Report the number of lines in the records below that contain the word "most", and nothing more.
--- SUPPLIED INFORMATION Enclosed Below ---
PR #733, opened 2022-04-04
Update JAVA_HOME profile to reflect correct path in `/opt/`

askmeegs:
Directory in the previous step is `/opt/jdk17` so I believe this is what JAVA_HOME should be.


ckim328 (approved):
LGTM!! 🚀

bourgeoisor (approved):
LGTM, good catch!

PR #737, opened 2022-04-05
Substitute version env correctly on release

bourgeoisor:
Previously, the version env was substituted manually in k8s manifests. This change makes sure that we don't miss this step by automating it. Additionally, the dev manifests now has its version statically pinned to `"dev"`.

### DIFF
--- a/dev-kubernetes-manifests/balance-reader.yaml
+++ b/dev-kubernetes-manifests/balance-reader.yaml
@@ -37,7 +37,7 @@ spec:
           readOnly: true
         env:
         - name: VERSION
-          value: "v0.5.3"
+          value: "dev"
         - name: PORT
           value: "8080"
         # toggle Cloud Trace export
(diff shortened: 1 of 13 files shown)


NimJay (approved):
The error in the checks seems unrelated.
```
  1) User can create account
       sees no transactions:
     AssertionError: Timed out retrying: Expected to find element: `#transaction-table`, but never found it.
      at Context.eval (http://34.69.81.143/__cypress/tests?p=cypress/integration/create_spec.js:200:8)
```
Possibly a flaky test (e.g., Cyprus didn't wait until the HTML was fully rendered or sign-up was lagging)?
(On the staging URL, I was able to create an account and even see the HTML element with id `transaction-table`.)

Screen Shot 2022-04-05 at 12 56 11 PM
 
It's worth re-running the check but I'll let you click "re-run" in case you want to quick access the failing error message for now.

In terms of file changes, everything looks good.
I doubt `value: dev` is going to appear somewhere else that we don't want the script to touch. So approved (as long as a re-run results in passing checks). 👍

PR #749, opened 2022-04-18
Added functionality to set location values and change metadata server

arueth:
### Background 
The `frontend` service depends on the metadata server to pull the cluster name and zone. The metadata server is not available to all flavors of Anthos.

### Change Summary
Add the ability to change the metadata server to easily point to a simulator or set the values manually via environment variables.

### Testing Procedure
Tested locally by setting the various permutation of the values in the manifest files. Left commented values in manifest files.


bourgeoisor (approved):
This LGTM

arueth:
Would it be possible to get this merged?

PR #759, opened 2022-04-25
Change default demo password

### LINKED ISSUE #742: Change default demo password
Currently, the default demo password is `password`, which is not necessarily a bad thing, but due to the nature of Chrome's password leak checker, it will always return this when logging in:
image

We should modify the default password to something less common that wouldn't trigger this screen, which may confuse users.

https://github.com/GoogleCloudPlatform/bank-of-anthos/blob/main/dev-kubernetes-manifests/config.yaml#L47
https://github.com/GoogleCloudPlatform/bank-of-anthos/blob/afa662f99c24a8fc88157fb5342570a49eba1445/src/accounts-db/initdb/1-load-testdata.sql#L19-L22

rogerthatdev:
### Background 
The default password as 'password' prompts Chrome to alert the user to a 'data breach'.  

### Change Summary
Changes the default password in the load-testdata.sh script for accounts-db and in the configmap that populates the initial login.
### Testing Procedure
Bring up a new boa cluster; populated username and password should be 'testuser' and 'bankofanthos'. There should be no warning prompt from Chrome.

### Related PRs or Issues 
N/A


src/accounts-db/initdb/1-load-testdata.sh
```diff
@@ -98,9 +98,9 @@ main() {
     fi
   done
 
-  # A password hash + salt for the demo password 'password'
+  # A password hash + salt for the demo password 'bankofanthos'
   # Via Python3:  bycrypt.hashpw('password'.encode('utf-8'), bcrypt.gensalt())
-  DEFAULT_PASSHASH='\x243262243132245273764737474f39777562452f4a786a79444a7263756f386568466b762e634e5262356e6867746b474752584c6634437969346643'
+  DEFAULT_PASSHASH='\x243262243132244c48334f54422e70653274596d6834534b756673727563564b3848774630494d2f34717044746868366e42352e744b575978314e61'
```
bourgeoisor, line 103: Could you also update the hash in here: https://github.com/GoogleCloudPlatform/bank-of-anthos/blob/main/src/accounts-db/initdb/1-load-testdata.sql#L19-L22
(all 4 lines)

rogerthatdev: ack

bourgeoisor (approved):
LGTM

PR #766, opened 2022-04-27
Fixed quotes around favicon

arueth:
### Background 
The favicon href has right double quotes instead of standard double quotes cause it to throw an error in the browser.

### Change Summary
Changed the quotes

### Testing Procedure
Tested locally


bourgeoisor (approved):
Great catch! LGTM.

PR #802, opened 2022-05-25
Initial refactor

aablsk:
### What has happened so far
**skaffold**
- Add skaffold.yaml per service (for maximum flexibility)
- Add skaffold.yaml per deployment unit
- Add profiles for staging, production

**Cloud Build**
- Add reusable cloudbuild.yaml pipeline definition (get cache from GCS, skaffold build, write cache to GCS, create Cloud Deploy release)
- Add cloudbuild-mvnw.yaml pipeline as workaround for an issue when building the java services in the [gcr.io/k8s-skaffold/skaffold](http://gcr.io/k8s-skaffold/skaffold) container ([created a bug](https://github.com/GoogleContainerTools/skaffold/issues/7409))
- Set up one Cloud Build trigger per deploy unit

**Cloud Deploy**
- Add clouddeploy.yaml with staging and production environment; individual delivery pipeline per deploy unit

**kustomize**
- kustomizations per service
- kustomizations per team to easily create reusable components (please note that most of these are for demonstration purposes and not necessarily purposeful)
- kustomizations on top level to easily create reusable components (please note that most of these are for demonstration purposes and not necessarily purposeful; except src/k8s/base/add-public-key-volume which I believe could have actual value)

**GCP reproduction**
- set everything up in GCP to test and showcase it
- automate deployment with pulumi

**make-release.sh**
- switched to skaffold build & render per deploy unit

### TODOs and open questions:

How to deal with inconsistent naming?
- userservice vs contacts
- ledger-db vs ledgerwriter (to hyphen or not to hyphen?)
- balancereader vs balance-reader.yaml (service name in YAML vs YAML file name)

Have not addressed config.yaml
- unsure where this should be located
- I thought about making this a kustomize component but that would prevent us from making it a required module within skaffold - what is best practice here?

How to deal with GCP-project and GCP-resource references in cloudbuild.yaml & clouddeploy.yaml
- solved with pulumi as well as @palladius shell scripts, will probably add terraform as well (as practice for aablsk)

**TODO: ledgermonolith**
- Align team/deploy-unit naming

**make-release.sh**
- Unsure about structure for release manifests: $VERSION/$DEPLOY_UNIT vs $DEPLOY_UNIT/$VERSION hierarchy (I think the second one would be better to give individual teams more control)
- If we want YAML per service we need to run this often or rewrite so it knows about the individual services, which means touching the script every time a new service is added
- How would we integrate make-release in a CI/CD scenario? 
  - Would we have a manually triggered Cloud Build pipeline where the VERSION is explicitly set?
  - Should these be committed to git or would Cloud Deploy be sufficient for versioning?
  - How to name tags?


aablsk:
Created PR with wrong target. Closed immediately.

PR #804, opened 2022-05-26
Bump CPU for userservice for cypress tests 

ckim328:
### Background 
I've been noticing some flaky frontend tests. This is causing PRs to fail on CI tests. Even clicking through the front end on URLs takes a while.
Running tests in my own GCP project, it passed (I only ran it 2 times) 
Only noticed failing tests around the create_spec.js, specifically the User can create account suites in the PRs currently

### Change Summary
Added timeouts to the  cypress create tests.

### Additional Notes
We should remove these waits, and do a deeper investigation why.

### Testing Procedure
Hopefully the CI tests pass

### Related PRs or Issues 
n/a


bourgeoisor (approved):
LGTM

Issue #685, opened 2022-03-22
Bump Google, Flask, and OpenTelemetry dependencies


bourgeoisor:
There are a handful of dependencies that should be bumped that all depend on each other:
```
click
flask
jinja2
itsdangerous
markupsafe
packaging
google-api-core
google-auth
google-cloud-core
google-cloud-trace
google-cloud-monitoring
opentelemetry-sdk
opentelemetry-api
```

Unfortunately, bumping one starts a chain of dependency bumped that ends up in this issue: https://github.com/GoogleCloudPlatform/opentelemetry-operations-python/issues/165#issuecomment-1075372285 (TL;DR: the OpenTelemetry resource detector for GCP has not been updated for `google-auth` in a while and conflicts with other constraints:

```
There are incompatible versions in the resolved dependencies:
  google-auth~=1.22 (from opentelemetry-resourcedetector-gcp==1.1.0a0->-r requirements.in (line 27))
  google-auth<3.0dev,>=1.25.0 (from google-api-core==2.7.1->-r requirements.in (line 11))
  google-auth<3.0dev,>=1.25.0 (from google-cloud-core==2.2.3->-r requirements.in (line 13))
```

Also relevant, the `opentelemetry-tools-google-cloud` package [has been deprecated](https://pypi.org/project/opentelemetry-tools-google-cloud/) in favour of [opentelemetry-resourcedetector-gcp](https://pypi.org/project/opentelemetry-resourcedetector-gcp/) and [opentelemetry-propagator-gcp](https://pypi.org/project/opentelemetry-propagator-gcp/).

bourgeoisor:
Reopening, #775 only updated the frontend deps.

PR #840, opened 2022-06-08
Bump python deps

bourgeoisor:
This bumps more python deps that were leftover from https://github.com/GoogleCloudPlatform/bank-of-anthos/issues/685


mathieu-benoit (approved):
LGTM, all green, all good!

Just curious, why Renovate didn't do/catch these?

bourgeoisor:
Renovate did catch these! See the ignored section as of this comment: https://github.com/GoogleCloudPlatform/bank-of-anthos/issues/599

Screenshot for prosperity since that section will disappear once this merges:
image

But since a lot of these dependencies had to be bumped at the same time (click and flask, or all the google auth / grpcio deps), it had to be a slightly more manual process (which is this PR) to do it all in one go.

PR #883, opened 2022-07-19
Prevent gh actions from running on draft pr

ckim328:
### Background 
On draft PRs, the gh ci runs. Depending on how long a draft is open for, it could use up resources for us.

### Change Summary
Add a type on `ready to review`, and `requested review in` the ci-pr.yaml

### Additional Notes
https://github.com/GoogleCloudPlatform/microservices-demo/pull/926

### Testing Procedure
Open in draft, tests dont run

### Related PRs or Issues 
n/a

### DIFF
--- a/.github/workflows/ci-pr.yaml
+++ b/.github/workflows/ci-pr.yaml
@@ -15,6 +15,7 @@
 name: "Continuous Integration - Pull Request"
 on:
   pull_request:
+    types: [review_requested, ready_for_review]
     branches:
       - main
 jobs:


.github/workflows/ci-pr.yaml
```diff
@@ -15,6 +15,7 @@
 name: "Continuous Integration - Pull Request"
 on:
   pull_request:
+    types: [review_requested, ready_for_review]
```
bourgeoisor, line 18: That definitely covers the initial creation of the PR (or when a draft PR gets converted to a "ready to review" PR) but does it also cover the cases where the PR is rebased, gets new commits, etc? (in other words, will those actions also run this Action?)

ckim328: yes those actions will run

PR #886, opened 2022-08-04
Update wording to match context menu

Mukamik:
The option in the context menu seems to have changed since this doc was written, and "Find command" is no longer in the menu.


ckim328 (approved):
LGTM! Thanks @Mukamik 👍

PR #897, opened 2022-08-23
Updated the DEFAULT_PASSHASH to match the new default password

arueth:
### Background 
The DEFAULT_PASSHASH was not updated in the [populate-accounts-db.yaml](https://github.com/GoogleCloudPlatform/bank-of-anthos/blob/main/extras/cloudsql/populate-jobs/populate-accounts-db.yaml) file when the default password was changed.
--- End of Enclosed SUPPLIED INFORMATION ---
| WRITTEN SOLUTION |
2